__Exercise prompt__:
Please give back, word for word, only the lines starting at the one containing "-28,7 +28,7 @@" and ending at the one containing "This PR fixes the webpack" within the material below.

__Data extract__:
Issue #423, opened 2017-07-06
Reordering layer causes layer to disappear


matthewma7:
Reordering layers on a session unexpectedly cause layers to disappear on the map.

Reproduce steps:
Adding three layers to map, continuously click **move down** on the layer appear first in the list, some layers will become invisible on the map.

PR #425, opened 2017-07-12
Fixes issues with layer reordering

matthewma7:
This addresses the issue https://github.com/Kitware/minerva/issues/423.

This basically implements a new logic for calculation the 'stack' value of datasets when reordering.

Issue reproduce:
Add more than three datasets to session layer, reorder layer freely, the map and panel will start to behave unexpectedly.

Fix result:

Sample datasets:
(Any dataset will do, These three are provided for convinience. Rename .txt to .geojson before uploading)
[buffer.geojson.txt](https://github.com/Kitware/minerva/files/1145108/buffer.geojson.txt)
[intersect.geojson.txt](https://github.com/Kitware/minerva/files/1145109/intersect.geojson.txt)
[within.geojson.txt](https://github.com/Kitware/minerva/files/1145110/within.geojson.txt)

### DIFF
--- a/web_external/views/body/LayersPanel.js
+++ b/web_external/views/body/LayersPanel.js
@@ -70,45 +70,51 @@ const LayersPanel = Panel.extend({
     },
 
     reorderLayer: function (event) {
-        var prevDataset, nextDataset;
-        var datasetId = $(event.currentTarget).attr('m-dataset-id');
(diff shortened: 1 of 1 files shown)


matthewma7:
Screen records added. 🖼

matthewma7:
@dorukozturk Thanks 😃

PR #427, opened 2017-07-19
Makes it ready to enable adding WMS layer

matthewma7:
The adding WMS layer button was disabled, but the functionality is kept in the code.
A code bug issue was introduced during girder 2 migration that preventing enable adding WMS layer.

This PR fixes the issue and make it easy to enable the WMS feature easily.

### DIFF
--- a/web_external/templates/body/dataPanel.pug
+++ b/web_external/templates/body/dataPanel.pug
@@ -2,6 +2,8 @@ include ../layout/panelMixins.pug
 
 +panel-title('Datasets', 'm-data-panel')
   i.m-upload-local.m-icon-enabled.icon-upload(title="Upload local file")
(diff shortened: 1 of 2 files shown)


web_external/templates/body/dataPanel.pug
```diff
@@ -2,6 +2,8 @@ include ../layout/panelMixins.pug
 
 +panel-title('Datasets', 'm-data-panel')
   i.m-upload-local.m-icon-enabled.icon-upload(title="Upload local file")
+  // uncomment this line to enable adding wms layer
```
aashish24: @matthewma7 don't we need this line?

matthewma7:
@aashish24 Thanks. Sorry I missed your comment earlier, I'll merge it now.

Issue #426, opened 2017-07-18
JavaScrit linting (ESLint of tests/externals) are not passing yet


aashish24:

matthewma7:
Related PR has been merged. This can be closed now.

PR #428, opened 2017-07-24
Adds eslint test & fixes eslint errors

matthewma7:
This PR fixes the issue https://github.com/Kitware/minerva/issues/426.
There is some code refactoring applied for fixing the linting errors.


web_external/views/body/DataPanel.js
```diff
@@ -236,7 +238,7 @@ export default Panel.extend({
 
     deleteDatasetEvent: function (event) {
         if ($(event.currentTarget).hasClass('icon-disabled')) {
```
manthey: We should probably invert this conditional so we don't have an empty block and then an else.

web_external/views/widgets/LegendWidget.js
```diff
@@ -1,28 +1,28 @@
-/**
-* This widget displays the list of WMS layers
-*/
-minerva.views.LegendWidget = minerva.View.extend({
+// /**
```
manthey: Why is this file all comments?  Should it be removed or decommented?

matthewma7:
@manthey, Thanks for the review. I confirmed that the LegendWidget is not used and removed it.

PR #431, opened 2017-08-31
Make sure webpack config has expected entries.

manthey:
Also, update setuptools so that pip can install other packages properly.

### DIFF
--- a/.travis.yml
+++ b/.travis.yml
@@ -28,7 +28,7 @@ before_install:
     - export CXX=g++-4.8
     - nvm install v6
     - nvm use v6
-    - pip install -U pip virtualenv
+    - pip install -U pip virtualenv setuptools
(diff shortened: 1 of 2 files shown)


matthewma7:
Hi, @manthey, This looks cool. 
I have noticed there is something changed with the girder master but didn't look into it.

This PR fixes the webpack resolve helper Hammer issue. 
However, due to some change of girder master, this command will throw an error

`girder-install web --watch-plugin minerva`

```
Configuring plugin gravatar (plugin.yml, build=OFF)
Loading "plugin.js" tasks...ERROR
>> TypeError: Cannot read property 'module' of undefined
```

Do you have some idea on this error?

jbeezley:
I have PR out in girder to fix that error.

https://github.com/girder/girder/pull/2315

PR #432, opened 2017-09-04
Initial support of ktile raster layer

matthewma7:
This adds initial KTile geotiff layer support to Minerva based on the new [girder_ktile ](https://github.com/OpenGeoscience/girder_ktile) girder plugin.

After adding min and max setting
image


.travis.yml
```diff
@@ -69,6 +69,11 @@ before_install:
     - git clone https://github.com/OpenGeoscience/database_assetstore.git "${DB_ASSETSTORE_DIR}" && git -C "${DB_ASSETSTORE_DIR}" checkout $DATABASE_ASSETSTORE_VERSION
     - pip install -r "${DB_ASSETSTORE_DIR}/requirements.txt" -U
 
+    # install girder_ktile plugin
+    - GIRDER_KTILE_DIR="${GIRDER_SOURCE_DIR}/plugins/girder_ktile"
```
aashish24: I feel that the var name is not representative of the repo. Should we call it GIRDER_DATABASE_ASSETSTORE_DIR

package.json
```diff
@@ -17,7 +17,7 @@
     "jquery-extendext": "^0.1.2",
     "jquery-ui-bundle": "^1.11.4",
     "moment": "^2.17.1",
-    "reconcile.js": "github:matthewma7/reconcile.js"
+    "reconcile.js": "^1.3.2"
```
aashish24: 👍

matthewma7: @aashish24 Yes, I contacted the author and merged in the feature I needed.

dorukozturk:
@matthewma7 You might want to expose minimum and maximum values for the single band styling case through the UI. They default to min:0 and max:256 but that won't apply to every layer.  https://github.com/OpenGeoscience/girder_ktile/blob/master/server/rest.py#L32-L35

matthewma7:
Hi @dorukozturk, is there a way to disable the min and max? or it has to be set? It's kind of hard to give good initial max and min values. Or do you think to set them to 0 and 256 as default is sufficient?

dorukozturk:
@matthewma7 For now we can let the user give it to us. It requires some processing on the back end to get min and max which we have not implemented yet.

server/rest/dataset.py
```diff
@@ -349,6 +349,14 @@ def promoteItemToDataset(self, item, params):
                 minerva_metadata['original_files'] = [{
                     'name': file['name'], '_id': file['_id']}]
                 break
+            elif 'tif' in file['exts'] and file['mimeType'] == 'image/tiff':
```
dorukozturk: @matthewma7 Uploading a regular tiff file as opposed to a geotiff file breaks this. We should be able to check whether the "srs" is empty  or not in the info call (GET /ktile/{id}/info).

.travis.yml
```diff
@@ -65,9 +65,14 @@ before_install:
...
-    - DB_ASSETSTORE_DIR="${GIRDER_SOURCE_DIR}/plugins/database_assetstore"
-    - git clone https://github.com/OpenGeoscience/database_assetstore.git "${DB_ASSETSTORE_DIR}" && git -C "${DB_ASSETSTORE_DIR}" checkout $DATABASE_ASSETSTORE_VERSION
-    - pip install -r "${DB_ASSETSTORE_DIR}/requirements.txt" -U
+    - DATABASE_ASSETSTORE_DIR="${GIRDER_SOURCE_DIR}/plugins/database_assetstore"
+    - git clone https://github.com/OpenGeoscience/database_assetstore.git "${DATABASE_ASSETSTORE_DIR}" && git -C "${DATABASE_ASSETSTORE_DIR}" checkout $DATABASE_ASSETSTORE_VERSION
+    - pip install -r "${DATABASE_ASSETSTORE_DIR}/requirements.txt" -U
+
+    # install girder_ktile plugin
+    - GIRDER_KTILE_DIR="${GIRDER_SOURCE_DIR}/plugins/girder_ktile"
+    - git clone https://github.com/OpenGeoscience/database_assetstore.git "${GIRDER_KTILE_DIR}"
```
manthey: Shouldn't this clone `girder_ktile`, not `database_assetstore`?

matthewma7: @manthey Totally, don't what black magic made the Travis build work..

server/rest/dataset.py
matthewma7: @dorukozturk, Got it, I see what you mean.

__Answer box__:
@@ -28,7 +28,7 @@ before_install:
     - export CXX=g++-4.8
     - nvm install v6
     - nvm use v6
-    - pip install -U pip virtualenv
+    - pip install -U pip virtualenv setuptools
(diff shortened: 1 of 2 files shown)


matthewma7:
Hi, @manthey, This looks cool. 
I have noticed there is something changed with the girder master but didn't look into it.

This PR fixes the webpack resolve helper Hammer issue. 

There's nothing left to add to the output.